# Spaceliner cleanup



## mickeyc (Apr 26, 2014)

My recently acquired Spaceliner needs a good clean up.  Speckled with rust just about everywhere.  My main concern is the frame.  I understand that it is bare metal covered with clear.  I haven't tried anything with it yet.  The fenders have cleaned up nicely with polishing compound and 0000 steel wool.  I don't think they were coated with anything.  Should they have been?  Should I have the frame stripped?  Handlebars, crank, sprocket all cleaned up nicely.  Haven't touched the wheels yet, but they need it.  If I decide to do a more thorough "restore", is there an available paint color that matches the red?  Does anyone redo the stickers or decals?  The tank is missing both "SEARS" stickers.
    Any help or suggestions appreciated.

Mike


----------



## jd56 (Apr 27, 2014)

Hey Mike. ..let's see the progress of the cleanup.
As for the fenders...no coating on them that I have ever seen.
Frame clearcoat always foxes and becomes dull over the years. I have spent many hours scraping the clear off with a razor. It also removes most of the rust on the frame.
As for the flamboyant red they used on the bikes, there is no over the counter color match that I could find. However a paint supply could match the color.

There is a member here that does replacement decals for various bike brands. Search decals and his name should pop up.
But yeah, let's see some pics of the before and after.


----------



## HIGGINSFOREVER (Apr 27, 2014)

Hey Mike, like jd said the frame has a clearcoat laquer. I had one of my frames dipped at the powder coat shop.I waited for it and he charged me $10 Don't know if you have anybody in your area but that's the way to go.


----------



## mickeyc (Apr 27, 2014)

Thanks gents.  Here's a picture that the seller sent me of the Spaceliner.  Looks real nice.  I have the bike completely apart now and am including pictures of the parts.  Some I have cleaned already (sprocket and crank arm), they look good.  My main concern is the frame.

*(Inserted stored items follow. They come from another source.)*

Issue #3591, opened 2021-08-23
Configure complexity on connection fields


crpahl:
We're exploring rate limiting our API similar to how it's done at Shopify using a complexity based approach:

- Throttle the request if the requested cost is greater than the apps currently available complexity
- Reduce the apps available complexity for a resolved query based on the actual query cost

With every field having a default complexity of 1, the `edges` and `node` field are contributing to the cost calculated by `GraphQL::Analysis::AST::QueryComplexity`. For example, I'll get a total complexity of 15 from it for the following query when I was only expecting 5 (5 client nodes with a single `id` scalar):

```
{
  clients(first: 5) {
    edges {
      node {
        id
      }
    }
  }
}
```

Is there a way to set the complexity for the connection related fields to 0 other than redefining them in our class that extends `GraphQL::Types::Relay::BaseConnection`?

As for calculating the actual query cost, I've done this by adding a field extension to all of our fields that accumulates the total complexity of all resolved fields. This approach doesn't include the complexity cost of `edges` or `node` which is why I'm exploring setting them to 0. This also seems to be what Shopify is doing based on the values I'm getting in their throttle cost extension when experimenting with their API?

Any help would be very much appreaciated!

swalkinshaw:
Shopify doesn't use the gem's connection interface (for legacy reasons) so unfortunately I can't really help with that part. But for calculating the actual cost, we use a tracer instead of field extensions.

rmosolgo:
>  other than redefining them in our class...?

That's the only way I can think of, since that's where the fields are defined! I think you'd want to override these methods:

https://github.com/rmosolgo/graphql-ruby/blob/efd0711298bde27c7ff23cb6c70f675da564affc/lib/graphql/types/relay/connection_behaviors.rb#L121-L126

https://github.com/rmosolgo/graphql-ruby/blob/efd0711298bde27c7ff23cb6c70f675da564affc/lib/graphql/types/relay/connection_behaviors.rb#L46-L50

https://github.com/rmosolgo/graphql-ruby/blob/efd0711298bde27c7ff23cb6c70f675da564affc/lib/graphql/types/relay/edge_behaviors.rb#L23

crpahl:
Thank you both!

After following both of your suggestions, I was able to consistently get an actual query cost that matches the expected cost when the returned number nodes matches the number requested in the query so that's great!

For the tracer, I ended up doing something like this:

```
module Tracers
  class ComplexityTracing
[...]

PR #3609, opened 2021-09-02
Improve default complexity calculation for connection fields

rmosolgo:
Fixes https://github.com/rmosolgo/graphql-ruby/issues/3591

TODO: 

- [ ] How to release this to not break current users? Push off til 1.13.0? 
- [ ] Is raising the right behavior when no page size can be determined?
- [ ] Document ☝️

### DIFF
--- a/guides/queries/complexity_and_depth.md
+++ b/guides/queries/complexity_and_depth.md
@@ -77,6 +77,48 @@ class MySchema < GraphQL::Schema
 end
 ```
 
+#### Connection fields
+
+By default, GraphQL-Ruby calculates a complexity value for connection fields by:
+
+- adding `1` for `pageInfo` and each of its subselections
+- adding `1` for `count`, `totalCount`, or `total`
+- adding `1` for the connection field itself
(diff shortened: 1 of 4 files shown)


rmosolgo:
To get the old behavior, make `def calculate_complexity(**kwargs)` use the code that used to be hardcoded in the analyzer: 


```ruby
class Types::BaseField < GraphQL::Schema::Field 
  # Override graphql-ruby 1.13's new default complexity for connection fields 
  def calculate_complexity(query:, nodes:, child_complexity:)
    defined_complexity = complexity
    case defined_complexity
    when Proc
      arguments = query.arguments_for(nodes.first, self)
      defined_complexity.call(query.context, arguments.keyword_arguments, child_complexity)
    when Numeric
      defined_complexity + child_complexity
    else
      raise("Invalid complexity: #{defined_complexity.inspect} on #{path} (#{inspect})")
    end
  end
end 
```

(You can find that same code in the `else ...` branch of the new `def calculate_complexity(...)` method in this PR.)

I have more pictures, but I think you get the idea.  I really don't want to do a full resto on this bike, but I think this particular one doesn't look good with rusty parts.

Mike


----------



## HIGGINSFOREVER (Apr 27, 2014)

I have tackled worse then that.Roll then sleeves up and get to it.You will be surprised of the results.


----------



## Sean (May 9, 2014)

Grab some CLR and a toothbrush!


----------



## mickeyc (May 14, 2014)

Doesn't the fact that there is rust showing on the frame indicate that the clear has been penetrated?  How do you remedy that?  I also found a problem when trying to clean up the fork.  Assumed it had clear so tried stripper to see how it would work on that.  While scraping the clear off, I unfortunately discovered it was chrome plated under the clear and some of the chrome lifted off.   I'm sure it wasn't the stripper but that the chrome was already loose, but I did NOT expect there to be chrome on the fork.  Now I'm in a mess trying to figure out what to do with it.  There's no way I'm spending the kind of money that would be necessary to rechrome the fork.  Still haven't touched the frame.  I guess I thought that these bikes were clear over metal, not chrome.  I'm at the point where I am tempted to paint the damn thing.  Paid way too much for this bike, but my fault.  Live and learn.

Mike


----------



## BrentP (May 16, 2014)

I found a guy that does frame decals for your year Spaceliner.  I also commissioned a decal maker to create a decal for the chain guard.  When I get a chance to go into my records and dig out the info, I'll post where you can find both.

BTW, here's my chain guard... before and after.

Brent





The red stripe is candy (apple red) paint from ALSA (also used on the rack and tank) with the decal applied over it, then clear coated for protection.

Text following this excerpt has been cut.